Fixation stability, the precision of eye fixation when one fixates intently on a stimulus for a certain period of time, is a fundamental component of visual performance.

Fixation stability seems constant in healthy subjects in contrast to the improvement found during the tests in AMD patients in the best eye alone. There was an increase in fixation stability between the first, second, and third examination sessions in the better eye of patients in the AMD group. A learning effect was seen in fixation stability in the better eye of AMD patients, but there was no learning effect in their worse eye or in healthy adult volunteers. In healthy subjects, the absence of improvement might be because their fixation stability was nearly 100% at the first examination and therefore could not be further improved. The lack of learning effect in the fixation stability of the worse eye of the AMD patients might be secondary to patient fatigue or the worse eye (with worse macular functions) should have more tests to reach stable consistency and accuracy in fixation stability on the same fixation location of the retina.

It is important to note that the mean age of the healthy subjects was 23.8 ± 1.6 years, while that of the AMD patients were 68.5 ± 7.4 years. Rohrschneider et al. [3], Weingessel et al. [4], and Morales et al. [21,22] found a decrease in fixation stability with an increasing age in normal subjects, and older observers showed greater variability in their fixations. Age might be a significant factor for fixation loss, but microperimetry is a psychophysical test; thus, it might present a learning effect for fixation stability. In our study, there was an increase in fixation stability in the better eye of AMD patients between the first and second, and between the second and third examination sessions. This might be because the participants of our study did not forget the positive learning effect of the first and second examinations over a short period (one week). Intersession test-retest variability in the learning effect over longer test-retest intervals remains to be investigated. In contrast to our results, Weinglass et al. [4] stated that older participants forgot the positive learning effect of the previous examination over a short period (less than a month). These results could also be attributed to the correlation of the learning effect with factors other than age, as shown in several studies in the literature [16-19].

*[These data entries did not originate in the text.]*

PR #606, opened 2021-07-09
Move get_inclist from restore to rpath

ericzolf:
- move restore.get_inclist to rpath.get_incfiles_list to clean-up the code
- avoid recursive import between FilenameMapping and rpath by overloading the QuotedRpath.dirsplit method, making also the code easier

### DIFF
--- a/src/rdiff-backup-statistics
+++ b/src/rdiff-backup-statistics
@@ -30,7 +30,6 @@ from rdiff_backup import (
     FilenameMapping,
     robust,
     rpath,
-    restore,
 )
 
 begin_time = None  # Parse statistics at or after this time...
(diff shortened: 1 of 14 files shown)


ikus060:
@ericzolf I would need some context to better understand your change. Why are you moving this function ?

ikus060 (approved):
Technically the changes is good.

ericzolf:
The main reason was that it's a generic file/repo function, so it has nothing to do in the restore module. It was used all over the place and the restore module was often imported only for this one function. And the rpath module already contained the is_incfile function m it fits better there. The code looks also cleaner.

ericzolf:
Thanks for approving!

PR #607, opened 2021-07-15
Deprecate remote functions in Main and backup

ericzolf:
DEV: remote functions in Main and backup are deprecated from the API and replaced by class methods in _repo_shadow and _dir_shadow

Architecture documentation has been extended to explain the shadow classes.

Further PRs will follow to do the same for other actions, and probably more. Check the docs/arch/locations.adoc changes in this PR for the idea behind those changes.

### DIFF
--- a/src/rdiff_backup/Security.py
+++ b/src/rdiff_backup/Security.py
@@ -237,47 +237,63 @@ def _set_allowed_requests(sec_class, sec_level):
             "restore.MirrorStruct.initialize_rf_cache",
             "restore.MirrorStruct.close_rf_cache",
             "restore.MirrorStruct.get_diffs", "restore.ListChangedSince",
-            "restore.ListAtTime", "backup.SourceStruct.get_source_select",
-            "backup.SourceStruct.set_source_select",
-            "backup.SourceStruct.get_diffs",
+            "restore.ListAtTime",
             "compare.RepoSide.init_and_get_iter",
             "compare.RepoSide.close_rf_cache", "compare.RepoSide.attach_files",
             "compare.DataSide.get_source_select",
             "compare.DataSide.compare_fast", "compare.DataSide.compare_hash",
-            "compare.DataSide.compare_full", "compare.Verify"
+            "compare.DataSide.compare_full", "compare.Verify",
+            # API < 201
+            "backup.SourceStruct.get_source_select",
+            "backup.SourceStruct.set_source_select",
+            "backup.SourceStruct.get_diffs",
+            # API >= 201
+            "_dir_shadow.ShadowReadDir.get_select",
+            "_dir_shadow.ShadowReadDir.set_select",
+            "_dir_shadow.ShadowReadDir.get_diffs",
         ])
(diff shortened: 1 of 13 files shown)


ericzolf:
The test fails because the coverage has dropped below 80%. Fair point, I'll add new tests to cover the new code with API 201.

The new code can already be reviewed though.

ericzolf:
Back to 83% coverage, you can review!

ericzolf:
Someone to review please?

src/rdiff_backup/Security.py
```diff
@@ -237,47 +237,63 @@ def _set_allowed_requests(sec_class, sec_level):
...
-            "backup.SourceStruct.set_source_select",
-            "backup.SourceStruct.get_diffs",
+            "restore.ListAtTime",
             "compare.RepoSide.init_and_get_iter",
             "compare.RepoSide.close_rf_cache", "compare.RepoSide.attach_files",
             "compare.DataSide.get_source_select",
             "compare.DataSide.compare_fast", "compare.DataSide.compare_hash",
-            "compare.DataSide.compare_full", "compare.Verify"
+            "compare.DataSide.compare_full", "compare.Verify",
+            # API < 201
```
ikus060, line 246: Are you introducing another version  for the API ?
Do you think it's necessary since 201 was not even releases.

ikus060:
Will take the time to review tomorrow. Sorry, I did not notice that PR.

Another question for you in regards to remote calls. I notice while developing Minarca lately that our call to remote schema calling ssh will use stdin and stdout to communicate. This is fine. But the stderr is untouched and that allow the remote server to print details trough the stderr.

I'm not sure this is intentional and I would believe it's supposed to go trough the Log class instead with a remote cal.

src/rdiff_backup/Security.py
ericzolf: No, it's only 200 and 201. I'm unsure why you think it might be so...

ericzolf:
It goes through the log class but the log class uses stderr to output the message,  without going through the usual way, which is reserved for "real" data. I guess,  it would have been too anyway to keep stderr clean, with exceptions&co.

ikus060:
Ok, I took the time to really review your changes. I understand it goes along the line of refactoring the API to centralize everything under one roof. I remember you wrote about this direction and I think it's the best. I also understand that this change is a first step in the process.

Side note regarding the API changes it make the code overly complex with duplicated code. I understand the reason, but I also understand it's unavoidable,

Good job, as always

ericzolf:
Thanks for the review and the kind words :-)

And, yes, looking forward to version 3.x and be able to remove all the backward compatibility cruft. But we're by far not yet there...

What I was thinking BTW:
* version 2.2 will have API 200 as default, API 201 possible (with --api-version)
* version 2.4 will have API 201 as default, API 200 possible
* version 2.x (x>4) we'll see..., but API 200 and 201 will remain possible
* version 3.0 will have API 201 as default (or perhaps 202 or later, depending how 2.x evolves) and get rid of API 200.

PR #610, opened 2021-07-28
Fix server calls to new schema

ericzolf:
It avoids too many warnings about deprecation, some remain to still test old interface
FIX: handling of RDIFF_BACKUP_VERBOSITY was broken after recent changes


ikus060 (approved):

ericzolf:
Thanks!

PR #635, opened 2021-11-13
Don't count coverage for server action breakpoint

ericzolf:
It's unnecessary as it's only a debug function

Very small PR...


ikus060 (approved):
+1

We suggest that repeated measurements are required prior to microperimetry biofeedback training protocols in AMD patients. With microperimetry biofeedback training, patients with macular diseases who have lost foveal fixation capabilities are trained to relocate their preferred retinal locus (PRL) into an area with better sensitivity. This training to relocate the PRL can improve the fixation behavior and, thereby, visual performance [21-25]. Several authors have demonstrated that this training is effective in patients with loss of central vision secondary to macular pathologies, particularly in cases with geographic atrophy secondary to AMD [21,23,24,26]; however, it has also been reported that patients with macular disease may use two or more PRLs for fixation [24,25,27]. In our study during three examinations, the fixation stability improved in the better eye of AMD patients, but the stable consistency and accuracy in fixation stability on the same fixation location (same retinal locus/correct choice of the new fixation point [PRL] required more tests and biofeedback trainings.

Our study results suggest excellent reproducibility by using MAIA microperimetry in different groups of participants. Further, our study demonstrates good reliability of MAIA microperimetry. This technique can be used to measure and follow up on exact macular function in patients with macular diseases. Improvement in the fixation stability might be considered, especially prior to the biofeedback training in AMD patients. Based on the improvement found in fixation stability, we suggest planning biofeedback training on repeated examinations.